- In four European countries, Binance will pause trading services for a dozen privacy coins, including Monero and Zcash.
- The exchange cited regulatory compliance as the key reason for this development, with the EU pushing through with MiCA.
- Users mull over the effect of delisting privacy coins which have gained traction in recent years following harsh regulations.
Privacy coins like Monero and Zcash shield user identities and transactions from regulators but have been criticized for aiding money laundering and other illegal activities.
Binance has announced its decision to delist twelve privacy coins in France, Spain, Italy and Poland in the wake of new cryptocurrency regulations. The leading digital asset exchange will halt trading services for users in a dozen privacy coins from June 26.
The affected privacy coins include Monero (XMR), Verge (XVG), MobileCoin (MOB), Firo (FIRO), BEAM, Zcash (ZEC), Horizon (ZEN), Navcoin (NAV), PIVX, Secret (SCRT), Decred (DCR) and Dash (DASH).
The announcement comes when the European Union (EU) authorities have begun enforcing several aspects of the Markets in Crypto Assets (MiCA) framework. MiCA is opposed to privacy coins unless such a company can verify the identity of its users. This is quite a stretch, as many have argued that it may defeat the purpose of privacy coins.

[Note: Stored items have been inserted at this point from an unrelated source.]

PR #859, opened 2026-08-03
Add ETag support and conditional request handling

### LINKED ISSUE #854: Add ETag / conditional request support to GET endpoints
## Description

Every `GET` endpoint in the API currently returns a full response body on every request, even when the underlying data has not changed since the client last fetched it. There is no `ETag` header emitted anywhere in the backend and no handling of the `If-None-Match` request header, so browsers and the TanStack Query cache in the frontend cannot take advantage of HTTP-level revalidation.

This is wasteful on hot read paths such as the dashboard, the project list, the feed, and the notification poller, all of which are re-fetched frequently and usually return identical bytes.

`app/core/cache.py` already gives us an L1/L2 cache, but that only saves database work — the full payload is still serialised and pushed over the wire.

## Proposed solution

Add ETag support as ASGI middleware so it applies uniformly without touching every router:

- Compute a strong `ETag` from the response body for successful (`200`) `GET` and `HEAD` responses.
- When the incoming request carries `If-None-Match` and it matches, return `304 Not Modified` with an empty body and the caching headers preserved.
- Emit a sensible `Cache-Control` default (`private, no-cache`) so clients revalidate rather than serve stale content.
- Skip streaming responses, file responses, WebSocket upgrades, and any endpoint that already sets its own `ETag`.

## Acceptance criteria

- [ ] `ETag` present on 200 JSON `GET`/`HEAD` responses.
- [ ] Matching `If-None-Match` yields `304` with no body.
- [ ] Non-matching `If-None-Match` yields the normal `200` payload.
- [ ] `POST`/`PUT`/`PATCH`/`DELETE` responses are untouched.
- [ ] Weak validators (`W/"..."`) and the `*` wildcard are handled per RFC 9110.
- [ ] Streaming and file responses pass through unmodified.
- [ ] Unit tests covering the above.
- [ ] Documented in `docs/api.md`.

MOHITKOURAV01:
# Pull Request

## Summary

Adds `ETag` headers to safe API responses and handles `If-None-Match`, so a client that already holds the current representation gets a bodyless `304 Not Modified` instead of the same JSON again.

The dashboard, project list, feed and notification poller all re-fetch on a short cadence and almost always get back identical bytes. `app/core/cache.py` already avoids the database round-trip for those, but the payload was still being serialised and pushed over the wire every time. This closes that gap.

---

## Related Issue

Closes #854

---

## Type of Change

- [ ] Bug fix
- [x] New feature
- [x] Documentation update
- [x] Performance improvement
- [ ] Refactoring
- [ ] UI/UX enhancement
- [x] Tests
- [ ] Other

---

## Changes Made

- `app/core/http_cache.py` — new module with the tag primitives: `generate_etag`, `parse_if_none_match`, `etag_matches`, `is_etaggable_content_type`, `merge_vary`. Kept separate from the middleware so the RFC 9110 comparison rules are testable on their own.
- `app/middleware/etag.py` — `ETagMiddleware`. Tags `200` JSON/text responses to `GET`/`HEAD`, and converts a matching conditional request into a `304`.
- `app/core/config.py` — `ENABLE_ETAG`, `ETAG_MAX_BODY_SIZE`, `ETAG_CACHE_CONTROL`.
- `app/main.py` — registers the middleware just outside `SecurityHeadersMiddleware`, so a `304` still carries the security headers.
- `tests/test_etag.py` — 38 tests.
- `docs/api.md` — new "Conditional Requests (ETag)" section with a worked request/response pair.

### Notes on the implementation

**Why raw ASGI instead of `BaseHTTPMiddleware`.** Hashing requires the full body. `BaseHTTPMiddleware` hands you an already-committed async iterator, so once you have consumed it to hash it you can no longer decide to stream instead. Writing it at the ASGI level lets the middleware hold the `http.response.start` message back, buffer as it goes, and abandon buffering entirely once the body passes `ETAG_MAX_BODY_SIZE` — at which point everything collected so far is flushed and the remainder streams through untouched. That keeps large exports and file downloads off the heap.

**What is deliberately skipped:** non-`200` responses, non-JSON/text content types, already-encoded bodies, responses where the handler set its own `ETag`, and anything marked `Cache-Control: no-store`. Empty bodies get no tag either — hashing `b""` would hand every empty response the same validator, which is worse than having none.

**`Vary: Authorization`** is added because payloads are user-scoped. Combined with `Cache-Control: private`, a shared proxy cannot serve one user's response to another.

`304` responses drop `Content-Length`, `Content-Type` and the other payload-describing headers, per RFC 9110 §15.4.5 — leaving them on an empty body confuses intermediaries.

---

## Testing

- [x] Tested locally
- [x] Existing tests pass
- [x] Added new tests
- [ ] UI verified

Additional testing notes:

`pytest backend/tests/test_etag.py` — 38 passed. Coverage includes:

- ETag stability across identical bodies, and divergence when the body changes.
- Weak validators, comma-separated tag lists, and the `*` wildcard.
- `304` carries the ETag but no `Content-Type` and no body.
- A stale `If-None-Match` still returns the full payload with a fresh tag.
- `POST`, `404`, binary, streaming, handler-supplied-ETag, `no-store` and empty-body responses are all left alone.
- A response over the size cap streams through intact and untagged.
- `ENABLE_ETAG=false` disables the whole thing.

---

## Checklist

---

## Additional Notes

This is transparent to existing clients — a client that never sends `If-None-Match` sees exactly what it saw before, plus one extra response header.

Follow-up worth considering separately: wiring `If-Match` into the write paths for optimistic concurrency. The comparison helpers in `http_cache.py` already cover the strong-comparison case that would need, but the semantics on writes are a different discussion and did not belong in this PR.

### DIFF
--- a/backend/app/core/config.py
+++ b/backend/app/core/config.py
@@ -216,6 +216,21 @@ class Settings(BaseSettings):
     CROSS_ORIGIN_EMBEDDER_POLICY: str = "require-corp"
 
     # ==========================================================
+    # HTTP Caching (ETag / conditional requests)
+    # ==========================================================
+
+    ENABLE_ETAG: bool = True
+
+    # Responses larger than this are streamed through without a validator
+    # rather than buffered in memory to be hashed. 1 MiB comfortably covers
+    # every JSON payload the API produces today.
+    ETAG_MAX_BODY_SIZE: int = 1024 * 1024
+
+    # "no-cache" means "revalidate before reuse", not "do not store", so the
+    # client keeps the body and we get to answer with a 304.
+    ETAG_CACHE_CONTROL: str = "private, no-cache"
+
+    # ==========================================================
     # Celery
     # ==========================================================
 
--- a/backend/app/core/http_cache.py
+++ b/backend/app/core/http_cache.py
@@ -1,0 +1,124 @@
+"""
+HTTP caching primitives.
+
+Small, dependency-free helpers for entity tags and conditional requests as
+described in RFC 9110 sections 8.8 and 13.1. Kept separate from the middleware
+so the parsing/comparison rules can be unit tested on their own.
+"""
+
+import hashlib
+from typing import Iterable, List, Optional
+
+# Media types we are willing to fingerprint. Anything else (images, PDFs,
+# octet-streams) is either already cheap to revalidate or too large to buffer.
+ETAGGABLE_CONTENT_TYPES: tuple[str, ...] = (
+    "application/json",
+    "application/problem+json",
+    "text/plain",
+    "text/html",
+)
+
+# Header names are compared lowercase throughout; ASGI guarantees byte keys but
+# not a particular case.
+_WILDCARD = "*"
+
+
+def generate_etag(body: bytes, weak: bool = False) -> str:
+    """
+    Build an entity tag for a fully buffered response body.
+
+    Uses SHA-256 truncated to 32 hex characters. That is 128 bits of digest,
+    which is far more than enough to make an accidental collision between two
+    payloads of the same resource impossible in practice, while keeping the
+    header short.
+    """
+    digest = hashlib.sha256(body).hexdigest()[:32]
+    tag = f'"{digest}"'
+    return f"W/{tag}" if weak else tag
+
+
+def parse_if_none_match(header_value: Optional[str]) -> List[str]:
+    """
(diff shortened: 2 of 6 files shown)


MOHITKOURAV01:

| :--- | :--- | :--- | :--- |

Some regulators within the EU have criticized cryptocurrencies for acting as a catalyst to boost money laundering operations and other illicit transactions worldwide. Binance stated that its decision to delist the assets was based on regulatory compliance, as the exchange aims to observe all laws in the financial market.
“As part of Binance’s ongoing compliance processes, we have reached out to affected users to notify them that they will no longer be able to purchase or trade privacy tokens on our platform,” the statement reads.
Harsh reactions trail Binance’s decision
Although bad actors could use privacy coins for illegal transactions, users have argued that an outright ban is a reach for even the EU. Both digital asset users and the industry executives have criticized the move, with some calling it an “attempt by regulators to undermine the sector one coin at a time.”
Despite expressing his disappointment, Guy Zyskind, Secret’s CEO noted that Secret is not essentially a privacy coin and should not be included in the ban.
“Secret is not a privacy coin. We reached out to Binance to clarify this. Secret’s transactions are public, it’s data in smart contracts that remain confidential. In fact, Secret is much more appropriate for GDPR-type applications in the blockchain setting,” he said.